- DATA EXCERPTS -

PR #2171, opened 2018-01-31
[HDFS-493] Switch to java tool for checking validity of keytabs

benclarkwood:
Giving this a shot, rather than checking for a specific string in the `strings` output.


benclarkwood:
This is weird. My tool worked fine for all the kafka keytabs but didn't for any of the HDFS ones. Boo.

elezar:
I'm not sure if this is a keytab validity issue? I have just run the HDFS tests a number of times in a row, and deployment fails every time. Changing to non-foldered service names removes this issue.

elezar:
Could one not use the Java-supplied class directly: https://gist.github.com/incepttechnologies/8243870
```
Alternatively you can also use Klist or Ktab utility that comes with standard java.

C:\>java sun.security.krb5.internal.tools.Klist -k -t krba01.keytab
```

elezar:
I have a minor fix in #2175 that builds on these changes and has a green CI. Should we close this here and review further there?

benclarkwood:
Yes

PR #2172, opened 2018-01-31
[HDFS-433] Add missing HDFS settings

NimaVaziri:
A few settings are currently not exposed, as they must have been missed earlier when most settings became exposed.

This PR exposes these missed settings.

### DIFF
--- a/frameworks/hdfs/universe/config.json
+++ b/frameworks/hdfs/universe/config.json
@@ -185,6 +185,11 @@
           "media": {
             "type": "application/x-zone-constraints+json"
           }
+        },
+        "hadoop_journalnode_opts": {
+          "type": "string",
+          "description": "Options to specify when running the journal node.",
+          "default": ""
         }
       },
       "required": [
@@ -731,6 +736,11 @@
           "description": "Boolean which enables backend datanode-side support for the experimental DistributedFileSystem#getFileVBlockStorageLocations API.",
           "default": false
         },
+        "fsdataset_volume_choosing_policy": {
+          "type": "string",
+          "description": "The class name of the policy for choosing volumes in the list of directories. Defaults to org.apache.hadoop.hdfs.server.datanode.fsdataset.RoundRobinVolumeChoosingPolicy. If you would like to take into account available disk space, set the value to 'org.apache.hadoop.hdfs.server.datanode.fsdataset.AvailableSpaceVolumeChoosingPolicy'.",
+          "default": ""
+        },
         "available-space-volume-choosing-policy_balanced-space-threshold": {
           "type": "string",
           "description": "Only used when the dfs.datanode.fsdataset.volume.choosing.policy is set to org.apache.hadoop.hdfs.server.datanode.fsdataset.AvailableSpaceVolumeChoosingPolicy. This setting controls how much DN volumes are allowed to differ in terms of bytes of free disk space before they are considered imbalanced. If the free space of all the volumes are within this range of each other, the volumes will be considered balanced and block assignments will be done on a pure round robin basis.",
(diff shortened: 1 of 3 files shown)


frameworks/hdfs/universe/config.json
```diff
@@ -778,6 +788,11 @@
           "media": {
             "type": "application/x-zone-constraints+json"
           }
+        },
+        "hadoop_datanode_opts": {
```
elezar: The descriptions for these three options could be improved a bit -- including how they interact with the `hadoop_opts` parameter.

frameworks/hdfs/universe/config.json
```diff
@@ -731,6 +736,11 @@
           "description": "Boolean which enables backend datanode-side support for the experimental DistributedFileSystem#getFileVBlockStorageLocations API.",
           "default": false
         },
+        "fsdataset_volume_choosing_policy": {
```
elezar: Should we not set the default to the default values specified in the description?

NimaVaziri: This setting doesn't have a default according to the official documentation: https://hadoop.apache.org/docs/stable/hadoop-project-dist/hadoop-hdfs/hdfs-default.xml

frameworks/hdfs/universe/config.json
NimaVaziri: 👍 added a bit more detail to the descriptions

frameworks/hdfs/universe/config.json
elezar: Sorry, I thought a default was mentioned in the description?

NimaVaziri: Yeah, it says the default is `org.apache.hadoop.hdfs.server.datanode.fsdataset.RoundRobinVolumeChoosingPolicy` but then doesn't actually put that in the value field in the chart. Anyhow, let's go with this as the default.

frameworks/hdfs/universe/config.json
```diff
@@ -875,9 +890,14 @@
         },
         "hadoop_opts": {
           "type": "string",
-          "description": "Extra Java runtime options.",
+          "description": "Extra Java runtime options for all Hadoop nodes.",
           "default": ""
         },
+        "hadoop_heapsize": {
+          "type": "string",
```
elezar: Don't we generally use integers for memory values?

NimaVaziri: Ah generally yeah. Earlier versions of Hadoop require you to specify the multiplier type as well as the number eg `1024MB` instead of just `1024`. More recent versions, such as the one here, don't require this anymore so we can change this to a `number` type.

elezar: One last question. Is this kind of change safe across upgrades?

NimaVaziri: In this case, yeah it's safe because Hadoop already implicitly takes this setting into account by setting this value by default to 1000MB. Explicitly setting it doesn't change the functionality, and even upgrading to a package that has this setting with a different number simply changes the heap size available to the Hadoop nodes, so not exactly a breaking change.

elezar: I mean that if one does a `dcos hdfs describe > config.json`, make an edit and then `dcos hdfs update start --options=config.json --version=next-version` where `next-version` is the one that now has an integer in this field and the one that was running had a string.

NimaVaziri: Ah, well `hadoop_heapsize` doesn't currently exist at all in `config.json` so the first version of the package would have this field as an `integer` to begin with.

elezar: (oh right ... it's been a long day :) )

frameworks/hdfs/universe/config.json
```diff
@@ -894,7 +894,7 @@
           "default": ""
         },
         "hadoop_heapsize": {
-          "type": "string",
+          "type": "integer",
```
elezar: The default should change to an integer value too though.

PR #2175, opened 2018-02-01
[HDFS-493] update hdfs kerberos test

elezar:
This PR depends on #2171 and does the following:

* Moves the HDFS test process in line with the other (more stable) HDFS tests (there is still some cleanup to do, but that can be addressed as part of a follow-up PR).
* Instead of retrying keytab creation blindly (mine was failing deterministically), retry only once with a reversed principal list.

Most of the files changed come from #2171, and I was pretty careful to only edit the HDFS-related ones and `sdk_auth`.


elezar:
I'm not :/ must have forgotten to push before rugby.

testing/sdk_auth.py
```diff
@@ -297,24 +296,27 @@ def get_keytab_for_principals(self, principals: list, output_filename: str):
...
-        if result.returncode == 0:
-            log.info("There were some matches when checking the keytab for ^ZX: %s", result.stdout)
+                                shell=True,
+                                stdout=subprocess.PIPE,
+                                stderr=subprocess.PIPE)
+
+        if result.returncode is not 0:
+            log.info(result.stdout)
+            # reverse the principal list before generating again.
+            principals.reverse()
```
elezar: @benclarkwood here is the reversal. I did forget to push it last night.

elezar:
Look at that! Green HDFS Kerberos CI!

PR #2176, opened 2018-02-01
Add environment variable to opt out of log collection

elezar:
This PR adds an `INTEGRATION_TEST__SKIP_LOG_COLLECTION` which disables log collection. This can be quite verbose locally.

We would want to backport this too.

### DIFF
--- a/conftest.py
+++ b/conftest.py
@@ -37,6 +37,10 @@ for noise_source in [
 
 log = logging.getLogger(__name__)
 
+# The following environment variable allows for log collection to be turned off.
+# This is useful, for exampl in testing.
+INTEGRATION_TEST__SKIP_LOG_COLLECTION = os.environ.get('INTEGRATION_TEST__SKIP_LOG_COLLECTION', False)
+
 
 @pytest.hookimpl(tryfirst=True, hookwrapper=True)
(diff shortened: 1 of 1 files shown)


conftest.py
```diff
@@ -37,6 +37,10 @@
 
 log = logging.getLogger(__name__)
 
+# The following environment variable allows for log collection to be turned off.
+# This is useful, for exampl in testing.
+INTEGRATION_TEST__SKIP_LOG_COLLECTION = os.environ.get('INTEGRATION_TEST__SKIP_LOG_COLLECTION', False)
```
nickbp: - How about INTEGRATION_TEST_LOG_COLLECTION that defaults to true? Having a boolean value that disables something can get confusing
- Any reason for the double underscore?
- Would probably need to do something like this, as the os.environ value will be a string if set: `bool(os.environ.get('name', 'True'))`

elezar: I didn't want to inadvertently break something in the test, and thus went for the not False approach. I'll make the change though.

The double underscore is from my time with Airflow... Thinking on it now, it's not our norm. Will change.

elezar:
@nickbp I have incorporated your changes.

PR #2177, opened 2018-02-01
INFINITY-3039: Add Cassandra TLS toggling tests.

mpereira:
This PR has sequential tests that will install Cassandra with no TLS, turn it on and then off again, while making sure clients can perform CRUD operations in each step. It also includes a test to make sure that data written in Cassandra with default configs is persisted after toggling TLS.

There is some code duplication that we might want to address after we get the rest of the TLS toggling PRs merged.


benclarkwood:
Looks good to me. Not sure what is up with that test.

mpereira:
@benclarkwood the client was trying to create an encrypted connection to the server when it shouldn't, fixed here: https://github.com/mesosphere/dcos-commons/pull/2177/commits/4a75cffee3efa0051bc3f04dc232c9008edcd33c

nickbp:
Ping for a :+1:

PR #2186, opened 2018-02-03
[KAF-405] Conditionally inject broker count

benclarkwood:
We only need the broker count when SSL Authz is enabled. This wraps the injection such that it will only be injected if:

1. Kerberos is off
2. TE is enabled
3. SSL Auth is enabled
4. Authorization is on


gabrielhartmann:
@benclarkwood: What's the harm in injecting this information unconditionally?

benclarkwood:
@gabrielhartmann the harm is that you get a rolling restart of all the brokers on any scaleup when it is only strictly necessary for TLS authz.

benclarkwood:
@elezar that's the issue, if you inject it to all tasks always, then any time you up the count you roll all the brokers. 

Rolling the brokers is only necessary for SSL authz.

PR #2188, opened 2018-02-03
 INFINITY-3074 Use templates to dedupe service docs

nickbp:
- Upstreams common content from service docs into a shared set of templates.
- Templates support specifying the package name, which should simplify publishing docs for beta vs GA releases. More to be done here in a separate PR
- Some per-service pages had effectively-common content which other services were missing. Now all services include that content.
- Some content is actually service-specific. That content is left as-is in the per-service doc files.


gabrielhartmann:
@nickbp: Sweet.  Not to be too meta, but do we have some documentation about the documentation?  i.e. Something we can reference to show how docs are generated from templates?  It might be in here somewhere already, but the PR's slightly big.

- TASK ITEM -
Determine the number of lines above holding the string "docs". Reply with it and nothing more.

- WRITTEN ANSWER -
5